Any comments? Better idea of when the 2011s will be out, I think I saw August 9 for Kona? They have a longer travel fork now anyway right, 65mm vs 50mm?


----------



## Lil Louie (Jul 26, 2010)

Use your walk away power!! Taking a look at how my hubby got his bike... he bought "last years' model" at a mark down of at least 40%. Of course, not sure what the markup is for kids bikes... would imagine it to be similar.

Be sure to speak with the manager or owner. If you just speak to a regular clerk... they may not have the authority to offer more than what is on the price tag.


----------



## SuperJETT (May 28, 2008)

That's exactly my plan, cash in my hand and if they don't drop the price enough, I'll just leave and grab a 2011 from our local dealer once they're shipping next month probably.


----------



## texacajun (Jan 20, 2004)

Yeah, Kona's website shows MSRP on the 2010's (not 2009's) at $359. If the price is $349 after 15% off then they were originally asking $410.  A shop 4 hours away you're not really going to do much business with. A bunch of value added perks like free tuneups, which may explain the $$$, are pretty useless to you.

I say keep your money local if they can get you the current model for close to what this other shop wants. It doesn't sound like any bargain so why support a shop that doesn't support where you live & ride?


----------



## SuperJETT (May 28, 2008)

The benefit is possibly cheaper if I walk in with cash to take a 2 year old model off their hands and we get it now instead of a month or so once the 2011s start shipping. We'll see how it goes. If I can get it for $300 or less, I'll probably do it.


----------



## SuperJETT (May 28, 2008)

We bought one of the 2009s yesterday on the way down to vacation. It was new in the box and the owner dropped the price 20% off retail to $280. That's a fair price to pay. 

He said it would take about an hour to put together so we will just pick it up on the way home.

Our almost 9 year old daughter is pretty tall for her age and does fit, though a little stretched out. She'll grow into it quickly. She rode the demo red boys version just fine even on the very loose gravel parking lot they had on the side.

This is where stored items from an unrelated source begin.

PR #567, opened 2025-04-01
soft_overlong_punishment from DAPO paper

shirinyamani:
@qgallouedec @lewtun

### DIFF
--- a/src/open_r1/configs.py
+++ b/src/open_r1/configs.py
@@ -165,16 +165,12 @@ class GRPOScriptArguments(trl.ScriptArguments):
         default="prompt",
         metadata={"help": "Column to use as prompts for training."},
     )
-    
+
     max_completion_len: int = field(
         default=0,
-        metadata={
-            "help": "Maximum length of the completion."
-        },
+        metadata={"help": "Maximum length of the completion."},
     )
     soft_punish_cache: int = field(
         default=0,
-        metadata={
-            "help": "Minimum length of the completion."
-        },
+        metadata={"help": "Minimum length of the completion."},
     )
--- a/src/open_r1/configs.py
+++ b/src/open_r1/configs.py
@@ -92,7 +92,7 @@ class GRPOScriptArguments(trl.ScriptArguments):
 
     Args:
         reward_funcs (`list[str]`):
-            List of reward functions. Possible values: 'accuracy', 'format', 'reasoning_steps', 'cosine', 'repetition_penalty', 'length', 'tag_count', 'code', 'ioi_code', 'code_format'.
+            List of reward functions. Possible values: 'accuracy', 'format', 'reasoning_steps', 'cosine', 'repetition_penalty', 'length', 'tag_count', 'code', 'ioi_code', 'code_format', 'soft_overlong_punishment'
         cosine_min_value_wrong (`float`):
             Minimum reward for cosine scaling for wrong answers.
         cosine_max_value_wrong (`float`):
@@ -105,6 +105,10 @@ class GRPOScriptArguments(trl.ScriptArguments):
             Maximum length for cosine scaling.
         code_language (`str`):
             Language for code format reward.
+        max_completion_len (`int`):
+            Maximum number of characters in completion.
+        soft_punish_cache (`int`):
+            Minimum number of characters in completion.
     """
 
     reward_funcs: list[str] = field(
--- a/src/open_r1/configs.py
+++ b/src/open_r1/configs.py
@@ -92,7 +92,7 @@ class GRPOScriptArguments(trl.ScriptArguments):
 
     Args:
         reward_funcs (`list[str]`):
-            List of reward functions. Possible values: 'accuracy', 'format', 'reasoning_steps', 'cosine', 'repetition_penalty', 'length', 'tag_count', 'code', 'ioi_code', 'code_format', 'soft_overlong_punishment'
+            List of reward functions. Possible values: 'accuracy', 'format', 'reasoning_steps', 'cosine', 'repetition_penalty', 'length', 'tag_count', 'code', 'ioi_code', 'code_format', 'soft_overlong_punishment'.
         cosine_min_value_wrong (`float`):
             Minimum reward for cosine scaling for wrong answers.
         cosine_max_value_wrong (`float`):
--- a/src/open_r1/configs.py
+++ b/src/open_r1/configs.py
@@ -166,8 +166,8 @@ class GRPOScriptArguments(trl.ScriptArguments):
         metadata={"help": "Column to use as prompts for training."},
     )
 
-    max_completion_len: int = field(
-        default=0,
+    max_completion_len: float = field(
+        default=3.6,
         metadata={"help": "Maximum length of the completion."},
     )
     soft_punish_cache: int = field(
--- a/src/open_r1/configs.py
+++ b/src/open_r1/configs.py
@@ -165,3 +165,16 @@ class GRPOScriptArguments(trl.ScriptArguments):
         default="prompt",
         metadata={"help": "Column to use as prompts for training."},
     )
+    
+    max_completion_len: int = field(
+        default=0,
+        metadata={
+            "help": "Maximum length of the completion."
+        },
+    )
+    soft_punish_cache: int = field(
+        default=0,
+        metadata={
+            "help": "Minimum length of the completion."
+        },
+    )
--- a/src/open_r1/configs.py
+++ b/src/open_r1/configs.py
@@ -166,11 +166,11 @@ class GRPOScriptArguments(trl.ScriptArguments):
         metadata={"help": "Column to use as prompts for training."},
     )
 
-    max_completion_len: float = field(
-        default=3.6,
-        metadata={"help": "Maximum length of the completion."},
+    max_completion_len: int = field(
+        default=73728,
+        metadata={"help": "Maximum number of characters in completion."},
     )
     soft_punish_cache: int = field(
-        default=0,
-        metadata={"help": "Minimum length of the completion."},
+        default=14746,
+        metadata={"help": "Minimum number of characters in completion."},
     )
--- a/src/open_r1/rewards.py
+++ b/src/open_r1/rewards.py
@@ -540,8 +540,8 @@ def get_soft_overlong_punishment(max_completion_len, soft_punish_cache):
     """
     Reward function that penalizes overlong completions. It is used to penalize overlong completions,
     but not to reward shorter completions. Reference: Eq. (13) from the DAPO paper (https://huggingface.co/papers/2503.14476)
-    Note: In the DAPO paper, completion length is measured in token space, 
-    whereas here it is measured in character space. While these units differ, 
+    Note: In the DAPO paper, completion length is measured in token space,
+    whereas here it is measured in character space. While these units differ,
     they are roughly proportional, meaning this function should yield a similar effect.
     exp: completions = ["hello world", "TRL is fire!"], completion = "TRL is fire!", len(completion)
 
--- a/src/open_r1/rewards.py
+++ b/src/open_r1/rewards.py
@@ -539,7 +539,7 @@ async def run_script(script: str, language: str, semaphore: asyncio.Semaphore) -
 def get_soft_overlong_punishment(max_completion_len, soft_punish_cache):
     """
     Reward function that penalizes overlong completions. It is used to penalize overlong completions,
-    but not to reward shorter completions. Reference: DAPO paper:https://huggingface.co/papers/2503.14476
+    but not to reward shorter completions. Reference: Eq. (13) from the DAPO paper (https://huggingface.co/papers/2503.14476)
     Note: In the DAPO paper, completion length is measured in token space, 
     whereas here it is measured in character space. While these units differ, 
     they are roughly proportional, meaning this function should yield a similar effect.
--- a/src/open_r1/rewards.py
+++ b/src/open_r1/rewards.py
@@ -25,9 +25,10 @@ from typing import Callable, Dict
 from latex2sympy2_extended import NormalizationConfig
 from math_verify import LatexExtractionConfig, parse, verify
 
+from .configs import max_completion_len, soft_punish_cache
 from .utils import is_e2b_available
 from .utils.ioi import SubtaskResult, add_includes, get_piston_client_from_env, score_subtask
-from .configs import max_completion_len, soft_punish_cache
+
 
 if is_e2b_available():
     from dotenv import load_dotenv
@@ -535,17 +536,19 @@ async def run_script(script: str, language: str, semaphore: asyncio.Semaphore) -
             except Exception as e:
                 print(f"Error from E2B executor kill with sandbox ID {sandbox.sandbox_id} : {e}")
 
+
 def get_soft_overlong_punishment(max_completion_len, soft_punish_cache):
     """
     Reward function that penalizes overlong completions. It is used to penalize overlong completions,
-    but not to reward shorter completions. Reference: DAPO paper:https://huggingface.co/papers/2503.14476 
+    but not to reward shorter completions. Reference: DAPO paper:https://huggingface.co/papers/2503.14476
     Note: This function is response-level, not token-level.
-    exp: completions = ["hello world", "TRL is fire!"], completion = "TRL is fire!", len(completion) 
-    
+    exp: completions = ["hello world", "TRL is fire!"], completion = "TRL is fire!", len(completion)
+
     Args:
         max_completion_len: Maximum length of the completion
         soft_punish_cache: Minimum length of the completion. If set to 0, no minimum length is applied.
     """
+
     def soft_overlong_punishment_reward(completions, **kwargs):
         """Reward function that penalizes overlong completions."""
         rewards = []
@@ -558,7 +561,9 @@ def get_soft_overlong_punishment(max_completion_len, soft_punish_cache):
             else:
                 rewards.append(-1)
         return rewards
+
     return soft_overlong_punishment_reward
+
 
 def get_reward_funcs(script_args) -> list[Callable]:
     REWARD_FUNCS_REGISTRY = {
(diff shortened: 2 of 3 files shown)


src/open_r1/configs.py
```diff
@@ -165,3 +165,12 @@ class GRPOScriptArguments(trl.ScriptArguments):
         default="prompt",
         metadata={"help": "Column to use as prompts for training."},
     )
+
+    max_completion_len: int = field(
+        default=0,
```
qgallouedec, line 170: What value do they use in the paper? We can approximate the corresponding value in the text space

src/open_r1/rewards.py
```diff
@@ -536,6 +536,34 @@ async def run_script(script: str, language: str, semaphore: asyncio.Semaphore) -
                 print(f"Error from E2B executor kill with sandbox ID {sandbox.sandbox_id} : {e}")
 
 
+def get_soft_overlong_punishment(max_completion_len, soft_punish_cache):
+    """
+    Reward function that penalizes overlong completions. It is used to penalize overlong completions,
+    but not to reward shorter completions. Reference: DAPO paper:https://huggingface.co/papers/2503.14476
+    Note: This function is response-level, not token-level.
```
qgallouedec, line 543: Elaborate a bit on this

```suggestion
    Note: In the DAPO paper, completion length is measured in token space, 
    whereas here it is measured in character space. While these units differ, 
    they are roughly proportional, meaning this function should yield a similar effect.
```

qgallouedec (approved):
Good!
Minor remarks to enhance clarity, but otherwise looks good to me

src/open_r1/configs.py
qgallouedec: This!
How about estimating the average number of characters per token and setting the default values for these args accordingly?

shirinyamani: hmm! we can do that too, but it will not exactly match up the paper!
Plus question: isn't it heavily dependent on the tokenizer ?

qgallouedec: I don't think it is

qgallouedec: I think in the past we had to do this for packing in TRL and we had this value of 3.6. Let's see if you find something similar.

edbeeching: Yes, 3.6 is usually a good approximation, although it does depend somewhat on the tokenizer. More recent models, such as Gemma and Llama have larger vocabularies (256k and 128k respectively) so that might mean the avereage tokens per word is lower. 

If you want to use the actual tokens then we could refactor the reward functions to accept the model config and instantiate a tokenizer?

lewtun: I am in favour of allowing reward function to accept the model's tokenizer and this way we can use `GRPOConfig.max_completion_length` to set the total generation budget and the user doesn't have to do a token -> character conversion in their mind.

If we agree, I think this would be best done as part of the reward function `kwargs` where we could also pass `GRPOTrainer.processing_class`. That way we only instantiate the tokenizer once and not every time the reward function is called.

lewtun: Incidentally, the 3.6 scaling factor is dataset / tokenizer dependent and comes from a certain book 🦜 

Screenshot 2025-04-01 at 15 08 17

qgallouedec: Or, just add `completions_ids` to the arguments passed to the reward functions?

shirinyamani: > Yes, 3.6 is usually a good approximation, although it does depend somewhat on the tokenizer. More recent models, such as Gemma and Llama have larger vocabularies (256k and 128k respectively) so that might mean the average tokens per word is lower.
> 
> If you want to use the actual tokens then we could refactor the reward functions to accept the model config and instantiate a tokenizer?

I agree with this, that is somewhat dependent on the tokenizer; and the avrg per work might be lower for bigger models, 
very simple example; for sentence "TRL is fire!"
gpt-4o tokenizer is ---> `[39749, 382, 6452, 0]` where `TRL` is single token (`39749`)
for deepseek-r1 tokenizer is -----> `[11161, 46, 344, 5902, 3] ` where `TR`,`L` are two token (`11161, 46`)

edbeeching: Perhaps we could just instantiate a class here and use `__call__` ? There are a number of reward functions that could be refactored to be classes as well (in another PR), such as `cosine_scaled_reward` and the code reweards

edbeeching: This would backwards compatible and allow us to instantiate the tokenizer only once.

```
class BaseReward:
    def __init__(script_args, model_config, ... ):
        ...
    def __call__(self, completions, ..., **kwargs):
        ...
```

qgallouedec: One solution, not necessarily an alternative as you can do both, is to pass the tokenized completions to the reward function.

```diff
- output_reward_func = reward_func(prompts=prompts, completions=completions, **reward_kwargs)
+ output_reward_func = reward_func(prompts=prompts, completions=completions, completion_ids=completion_ids, **reward_kwargs)
```

This avoids re-tokenization in this case.

https://github.com/huggingface/trl/blob/78925c34b20c8e5b781e19ef22020fbc13e09af6/trl/trainer/grpo_trainer.py#L822

But yes, let's do all that for a follow-up PR.

tests/test_rewards.py
```diff
@@ -407,6 +408,22 @@ def test_tag_count_rewards_missing_all_tags(self):
         rewards = tag_count_reward(completion)
         self.assertEqual(rewards[0], 0.0)
 
+    def test_soft_overlong_punishment(self):
```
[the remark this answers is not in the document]
shirinyamani: @lewtun I believe Given the current formula, rewards are never positive! 🤔 The function is defined as follows:
	•	If the completion length is less than or equal to L_max - L_cache, the reward is set to 0.
	•	If the completion length is between L_max - Lcache and L_max, the reward is computed as (L_max - L_cache) - |y| / L_cache, Since |y| is larger than L_max - L_cache in this case, the numerator is negative, and so the reward is negative.
	•	If the completion length exceeds L_max, the reward is -1.

In other words, under the current design:
	•	Acceptable completions get a reward of 0.
	•	Overlong completions receive a negative reward (up to -1).

isn't?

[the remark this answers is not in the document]
qgallouedec: I think you're right @shirinyamani
Hence the name "punishment".

But maybe you can add a test for this case:

> If the completion length is between L_max - Lcache and L_max, the reward is computed as (L_max - L_cache) - |y| / L_cache

src/open_r1/configs.py
```diff
@@ -165,3 +165,12 @@ class GRPOScriptArguments(trl.ScriptArguments):
         default="prompt",
         metadata={"help": "Column to use as prompts for training."},
     )
+
+    max_completion_len: float = field(
+        default=3.6,
```
qgallouedec, line 170: I think there's some misunderstanding here: why 3.6? Shouldn't this value be the integer value corresponding to the maximum length beyond which you are penalized?

src/open_r1/rewards.py
```diff
@@ -536,6 +536,36 @@ async def run_script(script: str, language: str, semaphore: asyncio.Semaphore) -
...
+    """
+
+    def soft_overlong_punishment_reward(completions, **kwargs):
+        """Reward function that penalizes overlong completions."""
+        rewards = []
+        for completion in completions:
+            completion_length = len(completion)
+            if completion_length <= max_completion_len - soft_punish_cache:
+                rewards.append(0)
+            elif max_completion_len - soft_punish_cache < completion_length <= max_completion_len:
```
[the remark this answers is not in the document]
qgallouedec: We can still keep it for clarity though

tests/test_rewards.py
```diff
@@ -407,6 +408,29 @@ def test_tag_count_rewards_missing_all_tags(self):
...
+        # 110 > 100, reward should be -1.
+        reward_fn = get_soft_overlong_punishment(max_completion_len=100, soft_punish_cache=20)
+        completions = ["a" * 110]
+        rewards = reward_fn(completions)
+        self.assertEqual(rewards, [-1])
+
+    def test_soft_overlong_punishment_intermediate_completion(self):
+        """Test soft overlong punishment reward function for intermediate length completion."""
+        reward_fn = get_soft_overlong_punishment(max_completion_len=100, soft_punish_cache=20)
+        completions = ["a" * 90]  # 90 is between 80 and 100
```
qgallouedec, line 430: 👍

src/open_r1/configs.py
shirinyamani: to me, it did not make sense, cuz i dont undestand how we can define 3.6 as a len of the completion, but i added it wrt the yesterday conversation! oh wait this it the average token per word? @qgallouedec

src/open_r1/rewards.py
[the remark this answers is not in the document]
shirinyamani: I don't think it's always true tho! e.g., if max_completion_len= 100 and soft_punish_cache = 20, this branch will only run if completion_length is between 81 and 100. If the completion length is less than or equal to 80, the earlier condition (`if completion_length <= max_completion_len - soft_punish_cache`) would apply. If it’s greater than 100, then the final else condition applies.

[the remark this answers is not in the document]
qgallouedec: I meant, just this part: `max_completion_len - soft_punish_cache < completion_length`

src/open_r1/configs.py
qgallouedec: >  oh wait this it the average token per word?
yes, that right

shirinyamani: okay, then should it revert back to 0 ?

src/open_r1/rewards.py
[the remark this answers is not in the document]
shirinyamani: i think so then yes! its true!

src/open_r1/configs.py
qgallouedec: I'd set it to _value used in the DAPO paper_ * 3.6

shirinyamani: so do you mean 16,384 * 3.6 = 58,982.4
does this make sense ?
can you think of any model exceeding this number in generation so that the punishment applies?

qgallouedec: From the paper it should be 20,480 * 3.6 = 73,728, no? and for soft_punish_cache 4096 * 3.6 = 14,746
Indeed, it is quite high. But these are default values that can be modified by the user.

shirinyamani: so a few points;

- that 20,480 is 16,384 + 4,096 so if we plan to scale by 3.6, we need to scale the original 16,384 i think not the sum bc we are seperately scaling the cache  4096 * 3.6 = 14,746,  if we scale 20k by factor of 3.6 and cache by 3.6 this would mean twice scaling which do not reflect the paper. 
- I don't believe such scale (even 16,384 * 3.6 = 58,982.4) would be helpful really, cuz referring back to paper, sounds like they got punishment for the completions exceeding 20k (20,480) but setting the max to roughly 59k will hardly ever do anything to improve the situation but also it might promote very very very long answers, which we don't want (i know these can get ignored by masking when it comes to loss as they are after EOS) but still it's a waste, isn't?
- so I think we either decrease the scale value or maybe not scale at this point,  cuz honestly, I cannot think of any model surpassing 59k even for long CoT, on the other hand, in open-r1 rewards, we have another reward that punish for repeating in the completions, therefore, contradicting what we do here (setting num to high might generate repetitive) setting the default val to so high might hint the (beginner-level) user wrongly i assume!

qgallouedec: Sorry, I reread 1. several times and I don't understand your point. How I see things:
max_len = 20,480 tokens = 73,728 characters
cache = 4,096 tokens = 14,746 characters

- if the generation is shorter than 58,982 character (ie, approx. 16,384 tokens) then 0 reward
- if the generation is between 58,982 and 73,728 characters, (ie, approx 16,384 and 20,480 tokens), then soft punishment,
- if the generation is longer than 73,728 character (ie, approx. 20,480 tokens) then -1 punishment

qgallouedec: > sounds like they got punishment for the completions exceeding 20k (20,480) but setting the max to roughly 59k

yes, but they use the number of tokens, here we use the number of characters, in the end it should be roughly equivalent

qgallouedec: > it might promote very very very long answers

I don't understand how this reward can promote long completions?

shirinyamani: > Sorry, I reread 1. several times and I don't understand your point. How I see things:
> max_len = 20,480 tokens = 73,728 characters
> cache = 4,096 tokens = 14,746 characters

so the 20,480 has the cache 4,096 inside it, right? ( 16,384 + 4,096-- max_com_len + cache)
if we scale 20k ---> 73k then it would mean both (max_com_len + cache) are increasing by this scale, however we are also separately increasing the cache (4,096  ---> 14,746), this would mean twice increase i feel!

shirinyamani: > yes, but they use the number of tokens, here we use the number of characters, in the end it should be roughly equivalent

Ohhh 🙈 I think I make the same mistake that I put a note on for the user to know what level is this completion discussed!  Yes you are right!

qgallouedec: > increasing by this scale

I wouldn't say "increasing", just converted to number of characters.

shirinyamani: Yes, now makes sense! I was thinking of tokens as the paper!

qgallouedec: > we are also separately increasing the cache (4,096 ---> 14,746), this would mean twice increase i feel!

14,746 characters corresponds to roughly 4096 tokens, so I don't think we increase anything here

shirinyamani: Yes, makes sense!

qgallouedec: Maybe it's worth documenting though, to avoid future confusion. You've two options:
1. `max_completion_len` expressed as the number of tokens, is this case your convert to the number of characters in the function
2. `max_completion_len` expressed as the number of characters, in this case, nothing special to do.

But in both case it has to be clearly documented

shirinyamani: > > we have another reward that punish for repeating in the completions, therefore, contradicting what we do here
> 
> Which reward function are you referring to? If we have such reward function, then they would somehow achieve the same goal, i.e. punish long repetitive completions. One based solely on the length, and the other based solely on the repetition, no?

I was referring to [this one](https://github.com/huggingface/open-r1/blob/2636a2130fac92cec79b0781101dedb888a9aa18/src/open_r1/rewards.py#L298).

qgallouedec: Ok now it looks 👍

src/open_r1/configs.py
```diff
@@ -165,3 +165,12 @@ class GRPOScriptArguments(trl.ScriptArguments):
         default="prompt",
         metadata={"help": "Column to use as prompts for training."},
     )
+
+    max_completion_len: int = field(
```
qgallouedec, line 169: Can you also document in line 107?

shirinyamani: done!

src/open_r1/configs.py
```diff
@@ -92,7 +92,7 @@ class GRPOScriptArguments(trl.ScriptArguments):
 
     Args:
         reward_funcs (`list[str]`):
-            List of reward functions. Possible values: 'accuracy', 'format', 'reasoning_steps', 'cosine', 'repetition_penalty', 'length', 'tag_count', 'code', 'ioi_code', 'code_format'.
+            List of reward functions. Possible values: 'accuracy', 'format', 'reasoning_steps', 'cosine', 'repetition_penalty', 'length', 'tag_count', 'code', 'ioi_code', 'code_format', 'soft_overlong_punishment'
```
qgallouedec, line 95:
```suggestion
            List of reward functions. Possible values: 'accuracy', 'format', 'reasoning_steps', 'cosine', 'repetition_penalty', 'length', 'tag_count', 'code', 'ioi_code', 'code_format', 'soft_overlong_punishment'.
```

src/open_r1/configs.py
```diff
@@ -105,6 +105,10 @@ class GRPOScriptArguments(trl.ScriptArguments):
             Maximum length for cosine scaling.
         code_language (`str`):
             Language for code format reward.
+        max_completion_len (`int`):
+            Maximum number of characters in completion.
```
qgallouedec, line 109:
```suggestion
            Maximum number of characters in completion beyond which a -1 reward is given for soft overlong punishment.
```

qgallouedec: Btw it's not very clear from the variable name that it relates to the soft overlong punishment.
When running the script they'll have these two args which are very close but are for completely different purpose: `max_completion_length` and `max_completion_len`

src/open_r1/configs.py
edbeeching: @qgallouedec I think the class refactor I propose above can achieve the correct results, calculating the reward on tokens rather than words, without needing a refactor on the TRL side. Any comment on why we do not do this now?

lewtun:
@shirinyamani feel free to merge whenever you want :)

edbeeching:
@lewtun can we hold off merging until we have some clarity regarding my question above:

> @qgallouedec I think the class refactor I propose above can achieve the correct results, calculating the reward on tokens rather than words, without needing a refactor on the TRL side. Any comment on why we do not do this now?

qgallouedec:
@edbeeching What you're proposing sounds good to me and should work. Wdyt @shirinyamani?

qgallouedec:
Related: https://github.com/huggingface/trl/issues/3222

shirinyamani:
> What you're proposing sounds good to me and should work. Wdyt @shirinyamani?

Agree! We can do Ed's suggestion first and this will be tackled!

qgallouedec:
https://github.com/huggingface/trl/pull/3272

We're happy, decent price (though probably could have talked it down maybe another $20), it's the girly purple one, and brand spanking new.


----------



## Lil Louie (Jul 26, 2010)

Congrats!!


----------



## sxr-racer (Nov 17, 2005)

SuperJETT said:


> We bought one of the 2009s yesterday on the way down to vacation. It was new in the box and the owner dropped the price 20% off retail to $280. That's a fair price to pay.
> 
> He said it would take about an hour to put together so we will just pick it up on the way home.
> 
> ...


Damn, you really have gotten the bug!!!!!!!!!!!! Where you vacationing?


----------



## texacajun (Jan 20, 2004)

Noice! That sounded like a much more reasonable deal. Money Talks. :thumbsup: 

I need to look into the Kona's, but have a couple of years 'til my 6 y.o. outgrows the 20" Hotrock. Don't know if you compared it to other brands, but everyone says the fork on the Kona's is much plusher than the OEM Trek/Specialized RST's. Is that your experience? My kid's used Hotrock (barely used) was still stiff but after 6 mos and her building up to dropping curbs it's starting to loosen up.


----------



## SuperJETT (May 28, 2008)

Picked it up today, she loves it. She still needs to grow into it a little related to the top tube, but I'll adjust the seat some and maybe see about a shorter stem if it's really needed.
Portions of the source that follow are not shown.